What We Have Lost

Published on March 6, 2021

“Let’s zoom really soon!”

So said the older man loudly into his cell phone at the conclusion of a call that everyone in the waiting room could overhear. He was using zoom as a verb, just as we might talk about googling something on the internet or xeroxing a document. Before the pandemic, videoconferencing was mostly restricted to dreary business meetings in which people hundreds or thousands of miles apart could speak over each other in what everyone realized was a poor substitute for being in the same room. But the pandemic made zoom into a verb and people started using it to keep in touch with family as well as colleagues.

Better than nothing, right?

It certainly is better than nothing, for now.

We have Zoom, FaceTime, and many other ways to interact with family and friends who we haven’t been able to see in person over the past year and the fact that many businesses could operate remotely softened the economic blow of the pandemic.

Like everyone else, I have used Zoom and FaceTime more over the past year than ever before. I used it to communicate with family, attend virtual conferences, and even to take music lessons. The technology has advanced greatly over the past decade and increased bandwidth allows for less latency in video and audio. But it is still hardly the same — try talking to smaller children over FaceTime or dealing with the latency issues when playing musical instruments. It is still far inferior to being in the same room.

The benefits of being in the same physical location used to be taken for granted. This is obviously true for friends and family but also in professional settings. The camaraderie of working alongside colleagues with shared objectives and goals is an important part of a cohesive workplace. So are the serendipitous encounters you might have with people in an office setting that just aren’t going to happen over Zoom.

There’s also a huge difference between maintaining existing relationships over videoconferencing and establishing new ones. You can take a team that has functioned well for many years and continue for a period of time working remotely. But what happens when you bring new people on board? You lose the shared set of experiences and sense of purpose that can only come from real life interaction. It is by no means impossible to onboard new people remotely, but it is certainly harder.

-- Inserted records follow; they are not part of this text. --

PR #4306, opened 2023-02-04
Switch to ManifestStorage

### LINKED ISSUE #3816: [FR] Remove need to refresh browser cache after update

### Describe the bug*

It seems that if Inventree is updated (in my case from 0.7.6 to 0.8.3), previously active user sessions still work but certain unexpected things may break.
I noticed that in the Parts-Categories view, you cannot see the amount of parts in categories. Also, "About Inventree" button does not work.
Happens on admin/superuser account as this is the only one I use on my computer, cannot tell for other users.
Clearing cookies resolves the problem.
No errors are thrown, at least not visible under the admin panel.

### Steps to Reproduce

1. Start up 0.7.6 Inventree from Docker.
2. Log in, create some categories and parts. You should be able to see amount of parts in a given category in tree view. Do not log out. My computer with this session was hibernated while I was upgrading the server.
3. Stop the server and upgrade image to 0.8.3, invoke update.
4. Start the server. (At this step, for me, a lot of errors from database about some not existing columns were thrown. It looked like it was mostly if not all about user session keys. As usual - I'm a user who does not understand what happens under the lid.)
5. Open the Parts-Categories view. Instead of numbers of the parts, all you can see, is "-". The error persists until cookies are cleared manually.
6. Try pressing the "About Inventree" button. Nothing happens. The error persists until cookies are cleared manually.

### Expected behavior

After server update, Inventree should detect that incompatible cookies are stored on user computer and they should be corrected/invalidated.

### Deployment Method

- [X] Docker
- [ ] Bare metal

### Version Information

# Version Information:
InvenTree-Version: 0.8.3
Django Version: 3.2.15
Commit Hash: f9d2b14
Commit Date: 2022-09-23
Database: postgresql
Debug-Mode: False
Deployed using Docker: True

### Relevant log output

_No response_

matmair:
This PR changes static storage to ManifestStorage - providing cache busting and removing the need to force refresh the browser after updating.

Closes #3816

<a href="https://gitpod.io/#https://github.com/inventree/InvenTree/pull/4306"></a>


matmair:
Works on my machine now - let's see what the CI says.

SchrodingersGat:
Having issues with the splash screen image, it appears?

matmair:
Static file discovery in general is creating problems. We could also just version our rendered javascript files, that could also solve the problem.

SchrodingersGat:
Sounds like this needs some further thought - I'm going to bump this to the next release

SchrodingersGat:
> Static file discovery in general is creating problems. We could also just version our rendered javascript files, that could also solve the problem.

What would "versioning" look like here?

matmair:
@SchrodingersGat appending a hash of the file to the filename probably. It bugs me that ManifestStorage is not working, we would basically rebuild the base featureset of that.

SchrodingersGat:
@matmair with the move to a modern front end framework do we need this anymore?

matmair:
Not for the new components.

Understandably, many workers who had terrible commutes or were living in tiny apartments just to be close to work might relish the thought of permanently working from home. Many people have even abandoned cities for the suburbs or smaller cities during the pandemic thinking that they could continue working remotely for their current employer permanently. There is no doubt that some people will find that a better work-life balance can be struck away from the office environment, but plenty of people are going to find that they will actually work harder than ever before because there is no longer a clear physical separation between their work and home lives. And too much togetherness can be a problem in some families.

In the late 1980s, Ray Oldenburg came up with the term third place which refers to social environments separate from one’s home and work life. A third place might be a setting such as a bar, coffee house, library, church, bowling alley, music venue, or a bookstore. Oldenburg believed that having third places is an important element for human beings to fully engage in civic society. Think of your pre-pandemic life and chances are that you had one or more third places that you visited regularly. I know that I did.

For many people, the pandemic robbed us not only of those third places but also of the second place, our workplace, leaving us with the home as the only environment.

I believe that this is very dysfunctional and problematic in the long run.

But I admit to being biased.

I like urban areas, the more urban the better, and have always viewed the bustle of cities as a representation of economic activity and human achievement. I won’t go so far as to say that I enjoyed packed subway cars, but I find the deserted subways of the pandemic even more disturbing.

The talk of the decline of cities after the pandemic strikes me as a terrible development for humanity and I hope that people will again return to offices. But this might be a minority opinion. The conventional wisdom certainly seems to favor a permanent shift away from cities and offices — a secular trend that might have many unintended consequences.